How the Domains of Development Influence Each Other:
There are three domains of development; physical developments, cognitive developments, and psychosocial developments. Physical developments influence cognitive development, cognitive development influences psychosocial development, and so forth. Each of these domains has an influence on each other. A child’s physical development can influence their cognitive development because of their brain development, gross motor development, and fine motor development. The brain develops mostly before birth and continues to grow rapidly the first year of life. Physical development also determines the timing of language development. Physical changes, which mostly occur in early childhood, are accompanied by rapid changes in the child’s cognitive and language development. Cognitive development also begins with coordinating body movements with incoming sensory data. Language is a powerful tool to enhance cognitive development. Cognitive development, although occurs throughout one’s lifetime, occurs mostly in middle childhood and adolescence years. Using language allows the child to communicate with others and solve problems. The development of language and cognitive skills influences psychosocial development. Psychosocial development begins during infancy and toddlerhood years and continues through middle childhood and adolescence. Cognitive development influences self-concept and independence. The growth in socioemotional skills includes the formation of peer relationships, gender identification, and the development of a sense of right and wrong.
How Understanding Development Helps Those Who Work With Developing Children:
Understanding child growth and development are important parts of teaching young children. Children differ in physical, cognitive, social, and emotional growth patterns. By understanding these theories of development, those who work with developing children can understand how a child is developing and what areas need improvement for their proper development. If one understands the theories of development, they can understand the characteristics of learning in childhood, middle childhood, and adolescence years. They can assist in developing the child’s cognitive skills, knowledge, social roles, and moral reasoning. Children can also be identified as gifted and talented or with any disability. Teachers are able to understand the learning abilities of their students by understanding these theories of development. They can create their lesson plans and such with this in mind.
Parents who understand these theories and human development are able to help their children develop physically, emotionally, and mentally. An understanding of a child’s needs, cognitive abilities, psychosocial crises, and moral and social development can help us with raising our children.
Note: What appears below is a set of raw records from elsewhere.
PR #1430, opened 2016-02-02
Set 'Setup Halted' event instead of 'Setup Failed' for exit code 3

nathanleclaire:
cc @dgageot @jeanlaurent @FrenchBen @jeffdm  FYI

Requires: https://github.com/docker/machine/pull/2979

Signed-off-by: Nathan LeClaire <nathan.leclaire@gmail.com>

### DIFF
--- a/src/utils/Util.js
+++ b/src/utils/Util.js
@@ -13,7 +13,7 @@ module.exports = {
     return new Promise((resolve, reject) => {
       child_process.execFile(args[0], args.slice(1), options, (error, stdout) => {
         if (error) {
-          reject(new Error('Encountered an error: ' + error));
+          reject(error);
         } else {
           resolve(stdout);
         }
--- a/src/utils/SetupUtil.js
+++ b/src/utils/SetupUtil.js
@@ -11,6 +11,11 @@ import machine from './DockerMachineUtil';
 import docker from './DockerUtil';
 import router from '../router';
 
+// Docker Machine exits with 3 to differentiate pre-create check failures (e.g.
+// virtualization isn't enabled) from normal errors during create (exit code
+// 1).
+const precreateCheckExitCode = 3;
+
 let _retryPromise = null;
 let _timers = [];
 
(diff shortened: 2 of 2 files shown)


src/utils/Util.js
```diff
@@ -8,12 +8,23 @@ const remote = electron.remote;
...
 
+// Docker Machine exits with 3 to differentiate pre-create check failures (e.g.
+// virtualization isn't enabled) from normal errors during create (exit code
+// 1).
+const precreateCheckExitCode = 3;
+
 module.exports = {
+  errPrecreateCheckFailure:  'Pre-create check failed: ',
   execFile: function (args, options) {
+    var that = this;
```
jeffdm: Should be unnecessary given that we use fat arrow functions. I.e. the  `=> {`  syntax.

FrenchBen: ES6 - You shouldn't need to do 'that' for 'this' :)

src/utils/Util.js
```diff
@@ -8,12 +8,23 @@ const remote = electron.remote;
...
     return new Promise((resolve, reject) => {
       child_process.execFile(args[0], args.slice(1), options, (error, stdout) => {
         if (error) {
-          reject(new Error('Encountered an error: ' + error));
+          if (error.code === precreateCheckExitCode) {
+            reject(new Error(that.errPrecreateCheckFailure + error));
+          } else {
+            reject(new Error('Encountered an error: ' + error));
```
jeffdm: Simple return `error` here via `reject(error)`. Then check `if (error.code && error.code === 3)` in the `SetupUtil` code.

jeffdm:
Great! Thanks @nathanleclaire . Some small comments on my end

src/utils/Util.js
nathanleclaire: :heart_eyes:

nathanleclaire:
Revised my PR to not be such a ES6 / promise n00b.  PTAL

PR #1441, opened 2016-02-04
Revert "added toolbox overview"

londoncalling:
Reverts docker/kitematic#1437

File needs to be in docker/toolbox (not docker/kitematic)


jeffdm:
Whoops sorry for missing this in the review

PR #1442, opened 2016-02-04
Better socket support

FrenchBen:
Updated some of the socket support along with changes to the event listeners. Unused logic was removed to clean up the code

### DIFF
--- a/src/components/Setup.react.js
+++ b/src/components/Setup.react.js
@@ -3,11 +3,12 @@ import Router from 'react-router';
 import Radial from './Radial.react.js';
 import RetinaImage from 'react-retina-image';
 import Header from './Header.react';
-import Util from '../utils/Util';
+import util from '../utils/Util';
 import metrics from '../utils/MetricsUtil';
 import setupStore from '../stores/SetupStore';
 import setupActions from '../actions/SetupActions';
 import shell from 'shell';
+
 
 var Setup = React.createClass({
   mixins: [Router.Navigation],
@@ -30,6 +31,10 @@ var Setup = React.createClass({
 
   handleErrorRetry: function () {
     setupActions.retry(false);
+  },
+
+  handleUseVbox: function () {
+    setupActions.useVbox();
   },
 
   handleErrorRemoveRetry: function () {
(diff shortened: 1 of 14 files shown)


jeffdm:
Taking a look! Sorry for the delay

src/components/Setup.react.js
```diff
@@ -84,14 +95,18 @@ var Setup = React.createClass({
...
-    if (Util.isLinux()) {
+    if (util.isLinux()) {
       if (!this.state.started) {
         deleteVmAndRetry = (
           <button className="btn btn-action" onClick={this.handleLinuxDockerInstall}>Install Docker</button>
         );
       }
     } else {
-      if (this.state.started) {
+      if (util.isNative()) {
```
jeffdm: Best to put this in an `else if` instead of creating another indent.

src/utils/DockerUtil.js
```diff
@@ -20,20 +23,23 @@ export default {
   activeContainerName: null,
 
   setup (ip, name) {
-    if (!ip || !name) {
+    if (!ip && !name) {
```
jeffdm: Why the `&&`?

src/utils/SetupUtil.js
```diff
@@ -56,34 +66,48 @@ export default {
...
-  async nativeSetup () {
+  async setup () {
     while (true) {
       try {
-        docker.setup('localhost', machine.name());
-        docker.isDockerRunning();
-
-        break;
+        if (util.isNative()) {
+          localStorage.setItem('setting.useNative', true);
```
jeffdm: Why store this setting?

If the user starts Kitematic and the socket is available, shouldn't it just use that by default, always? If the socket isn't available, then maybe it should just always use VBox?

jeffdm:
A couple comments!^

src/utils/SetupUtil.js
FrenchBen: This prevents the 'native' check on start-up since that's the default. 
If your socket is present (but broken) saving this preference allows the bypass of the socket check

src/utils/DockerUtil.js
FrenchBen: I only want to throw an error if both the name and the IP are unavailable. When setting up a socket, I don't need a `name`, I can just use `localhost` (although a bogus name could be passed)
When we pass the VBox setup, the`ip` and the `name` are needed to verify the machine and cert location.

FrenchBen:
I'll change the `if/else` on the display message - good call

PR #1447, opened 2016-02-05
Fixes #1206 . In this PR we allow to add new ports using the Ports ta…

### LINKED ISSUE #1206: Add exposed ports using the GUI - Feature Request

alexandrev:
…b inside the Settings section. It also allows to remove them using the same form.

We include a button with an icon to remove and add ports as needed and the GUI follows the same approach that the one to add environment variables.

Signed-off-by: Alexandre Vázquez alexandre.vazquez@gmail.com


alexandrev:
Recreate the PR because all the code has been lost!

jeffdm:
Thanks!

alexandrev:
I'm Always glad to help :)

FrenchBen:
Sorry to bring this back up after so many exchanges - If I click on the `+` without any ports, I get a warning:
`Warning: bind(): You are binding a component method to the component. React does this for you automatically`
Also can't seem to get new ports added to stick - is it still working for you?

alexandrev:
Hi @FrenchBen,
It worked the last time I try it. But no problem I'm going to do a some tests to the PR so see if something is wrong. 

To summarize your issues:

-  The warning message.
- You add the port but it doesn't stick. In this case, which kind of flow are you following to be reproduced on my side?

I have to catch a flight  today but I expect to have some time to do the testing and I'm going to get back to you!

Thanks a million  :)

alexandrev:
@FrenchBen  The issues you reported should be fixed by now. PTAL and come back to me if anything is not worked as expected. Sorry for the delay :)

src/utils/DockerUtil.js
```diff
@@ -280,6 +296,7 @@ export default {
       data.Mounts = data.Mounts || existingData.Mounts;
 
       var fullData = _.extend(existingData, data);
+      console.log(fullData);
```
FrenchBen: This should probably be removed, but everything else looks good - I'll merge finally!

FrenchBen:
@alexandrev After some QA I found one small issue.
If you have a port mapped and try to add the same port mapped to a different endpoint, the refresh fails and only 1 port gets mapped. 

For example:

| Container | Mac/Win |
| ------------- | ------------ |
| 80 | 8080|
| 80 | 8081 |

alexandrev:
No problem, I'm going to try to fix it later today. Thanks for the
insights!!

alexandrev:
@FrenchBen  I couldn't work on that, because I cannot build the latest version on Windows. I've opened an issue related to it. I'm going to try to avoid the problem to be able to fix this bug

alexandrev:
Hi @FrenchBen  I've created a new PR related to this issue, you can check it: https://github.com/docker/kitematic/pull/1724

We can understand their learning skills and need and therefore are able to select the kinds of books and reading-related activities that will be most satisfying to a child of a particular age. We are also able to understand how children with disabilities develop compared to other children and can adapt to the changes. Those who work with developing children can relate the theories of development with the child’s individual developmental level and social and cultural environment.
In conclusion, human development and behavior has been researched and analyzed for centuries. Sigmund Freud, Eric Erikson, and Jean Piaget are all great theorists with different ideas concerning human development. Their theories had similarities and also differences but all had important explanations to describe one’s development and to predict their behavior. Each theory had its own key concepts. The domains of human development influence each other to determine how one will develop or the kind of person they will turn out to be. Other factors, such as culture and environment, can also affect a person’s development. These three theories are all equal in importance towards human development. One can only research and understand each theory and use the knowledge from them to help a child develop into a well-rounded individual.